In rural or poorer communities where surgeries are not an option, discrimination comes in other brutally violent forms. According to Julius Kaggwa executive director of SIPD Uganda, an organisation that advocates for intersex rights: “In many African countries, the traditional way of dealing with perceived sexuality ‘abnormalities’ has largely been staying silent – and wishing them away through various kinds of traditional rituals, which often meant killing the intersex infants.”
This stigma is prevalent throughout the continent. In rural Malindi, Kenya, 17-year-old Muhadh Ishmael was born with both male and female genitalia. He was brought up as a girl, but always identified as a boy, which his family could not accept. In December last year, a group of men, thought to be hired by his uncle, drugged him and cut off his penis. He died from his injuries.
Kaggwa says that compared to funding the fight against homophobia or the plight of child soldiers in Africa, “complete indifference [is shown] to life-threatening genital mutilations and infanticide that intersex children suffer”.
Tackling the systematic, societal and cultural abuses against intersex people, the global movement for intersex rights has been an uphill battle. Not only is it a very poorly-funded movement, but there is a global lack of knowledge and understanding; the UN high commissioner for human rights, Zeid Ra’ad al-Hussein, even admitted he knew little about intersex people before he started his role. Cabral believes “it’s not that intersex people are not speaking, but that the non-intersex people are not listening”.
However, this seems to be changing. “The intersex movement is consolidated and strengthened, and intersex voices are rising up and fighting for their rights,” says Costa Rican intersex rights activist Natasha Jiménez. “This will help us to see more initiatives of this kind around the world.”
There are signs of hope.

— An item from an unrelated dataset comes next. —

PR #2765, opened 2021-06-11
lgtm: fix for tss version

williamcroberts:


williamcroberts:
@idesai also need to update LGTM config, so after this all CI's should be passing AFAIK.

In Uganda, Kaggwa says that through engagement some local leaders are becoming more empathetic to intersex issues. In 2013, Brujula Intersexual formed to provide a meeting point for Latin American intersex people and information in Spanish. Last year, the UN released a report that condemned violence (doc) against intersex people, and in September 2015, the UN met for the first time to discuss intersex rights.
“Intersex activism is focused on the future,” Cabral says. “There’s not much that we can change about our own lives, but we want to prevent other people from going through the same processes. I hope for full recognition of intersex as a human rights issue. We want to believe that once you tell the truth, people are going to react in the ethical way.”